*** Raw data Section Begins ***

PR #1185, opened 2021-12-01
Feat[SWA-131]: Prioritize using contact info from submission

Gon4ar5:
Related [SWA-131](https://artsyproduct.atlassian.net/browse/SWA-131)

The main goals of this PR:
  - Remove name, phone and session_id fields from user
  - Prioritize using email, name and phone from submission instead of gravity requests

### DIFF
--- a/_schema.graphql
+++ b/_schema.graphql
@@ -1523,6 +1523,16 @@ enum SubmissionSort {
   CREATED_AT_DESC
 
   """
+  sort by created_by in ascending order
+  """
+  CREATED_BY_ASC
+
+  """
+  sort by created_by in descending order
+  """
+  CREATED_BY_DESC
+
+  """
   sort by currency in ascending order
   """
   CURRENCY_ASC
@@ -1811,6 +1821,16 @@ enum SubmissionSort {
   sort by reminders_sent_count in descending order
   """
   REMINDERS_SENT_COUNT_DESC
+
+  """
+  sort by session_id in ascending order
+  """
+  SESSION_ID_ASC
+
+  """
+  sort by session_id in descending order
+  """
+  SESSION_ID_DESC
 
   """
   sort by signature in ascending order
--- a/_schema.graphql
+++ b/_schema.graphql
@@ -1523,16 +1523,6 @@ enum SubmissionSort {
   CREATED_AT_DESC
 
   """
-  sort by created_by in ascending order
-  """
-  CREATED_BY_ASC
-
-  """
-  sort by created_by in descending order
-  """
-  CREATED_BY_DESC
-
-  """
   sort by currency in ascending order
   """
   CURRENCY_ASC
--- a/app/mailers/user_mailer.rb
+++ b/app/mailers/user_mailer.rb
@@ -18,7 +18,7 @@ class UserMailer < ApplicationMailer
               submission_id: submission.id
             }
     mail(
-      to: user.email,
+      to: submission.email,
       subject: 'Thank you for submitting your artwork to Artsy',
       bcc: Convection.config.bcc_email_address
     )
@@ -37,7 +37,7 @@ class UserMailer < ApplicationMailer
             unique_args: {
               submission_id: submission.id
             }
-    mail to: user.email, subject: "You're Almost Done"
+    mail to: submission.email, subject: "You're Almost Done"
   end
 
   def second_upload_reminder(submission:, user:)
@@ -53,7 +53,7 @@ class UserMailer < ApplicationMailer
             unique_args: {
               submission_id: submission.id
             }
-    mail to: user.email,
+    mail to: submission.email,
          subject: 'Artsy Consignments - complete your submission'
   end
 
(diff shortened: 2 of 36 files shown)


_schema.graphql
```diff
@@ -1522,6 +1522,16 @@ enum SubmissionSort {
...
+  """
+  sort by created_by in ascending order
+  """
+  CREATED_BY_ASC
+
+  """
+  sort by created_by in descending order
+  """
+  CREATED_BY_DESC
+
```
AlicanAkyuz, line 1534: do you know why created_by sorting is added in this PR? asking because this is implemented in another PR which is not merged to master yet.

app/models/user.rb
```diff
@@ -26,15 +26,15 @@ def gravity_user
   end
 
   def name
-    self[:name] || gravity_user.try(:name)
+    gravity_user.try(:name)
   end
```
AlicanAkyuz, line 30: do we want to get user name from gravity, even if user provides a (potentially different) name in contact information?

db/schema.rb
```diff
@@ -217,6 +218,8 @@
     t.string 'cataloguer'
     t.string 'user_name'
     t.string 'user_phone'
+    t.string 'created_by'
```
AlicanAkyuz, line 221: here also, `created_by` is added and I'm thinking why this might be the case 🤔 maybe I'm missing something here.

*** Raw data Section Ends ***

Repeat the data in its entirety, exactly as written.

**The completed task:**
PR #1185, opened 2021-12-01
Feat[SWA-131]: Prioritize using contact info from submission

Gon4ar5:
Related [SWA-131](https://artsyproduct.atlassian.net/browse/SWA-131)

The main goals of this PR:
  - Remove name, phone and session_id fields from user
  - Prioritize using email, name and phone from submission instead of gravity requests

### DIFF
--- a/_schema.graphql
+++ b/_schema.graphql
@@ -1523,6 +1523,16 @@ enum SubmissionSort {
   CREATED_AT_DESC
 
   """
+  sort by created_by in ascending order
+  """
+  CREATED_BY_ASC
+
+  """
+  sort by created_by in descending order
+  """
+  CREATED_BY_DESC
+
+  """
   sort by currency in ascending order
   """
   CURRENCY_ASC
@@ -1811,6 +1821,16 @@ enum SubmissionSort {
   sort by reminders_sent_count in descending order
   """
   REMINDERS_SENT_COUNT_DESC
+
+  """
+  sort by session_id in ascending order
+  """
+  SESSION_ID_ASC
+
+  """
+  sort by session_id in descending order
+  """
+  SESSION_ID_DESC
 
   """
   sort by signature in ascending order
--- a/_schema.graphql
+++ b/_schema.graphql
@@ -1523,16 +1523,6 @@ enum SubmissionSort {
   CREATED_AT_DESC
 
   """
-  sort by created_by in ascending order
-  """
-  CREATED_BY_ASC
-
-  """
-  sort by created_by in descending order
-  """
-  CREATED_BY_DESC
-
-  """
   sort by currency in ascending order
   """
   CURRENCY_ASC
--- a/app/mailers/user_mailer.rb
+++ b/app/mailers/user_mailer.rb
@@ -18,7 +18,7 @@ class UserMailer < ApplicationMailer
               submission_id: submission.id
             }
     mail(
-      to: user.email,
+      to: submission.email,
       subject: 'Thank you for submitting your artwork to Artsy',
       bcc: Convection.config.bcc_email_address
     )
@@ -37,7 +37,7 @@ class UserMailer < ApplicationMailer
             unique_args: {
               submission_id: submission.id
             }
-    mail to: user.email, subject: "You're Almost Done"
+    mail to: submission.email, subject: "You're Almost Done"
   end
 
   def second_upload_reminder(submission:, user:)
@@ -53,7 +53,7 @@ class UserMailer < ApplicationMailer
             unique_args: {
               submission_id: submission.id
             }
-    mail to: user.email,
+    mail to: submission.email,
          subject: 'Artsy Consignments - complete your submission'
   end
 
(diff shortened: 2 of 36 files shown)


_schema.graphql
```diff
@@ -1522,6 +1522,16 @@ enum SubmissionSort {
...
+  """
+  sort by created_by in ascending order
+  """
+  CREATED_BY_ASC
+
+  """
+  sort by created_by in descending order
+  """
+  CREATED_BY_DESC
+
```
AlicanAkyuz, line 1534: do you know why created_by sorting is added in this PR? asking because this is implemented in another PR which is not merged to master yet.

app/models/user.rb
```diff
@@ -26,15 +26,15 @@ def gravity_user
   end
 
   def name
-    self[:name] || gravity_user.try(:name)
+    gravity_user.try(:name)
   end
```
AlicanAkyuz, line 30: do we want to get user name from gravity, even if user provides a (potentially different) name in contact information?

db/schema.rb
```diff
@@ -217,6 +218,8 @@
     t.string 'cataloguer'
     t.string 'user_name'
     t.string 'user_phone'
+    t.string 'created_by'
```
AlicanAkyuz, line 221: here also, `created_by` is added and I'm thinking why this might be the case 🤔 maybe I'm missing something here.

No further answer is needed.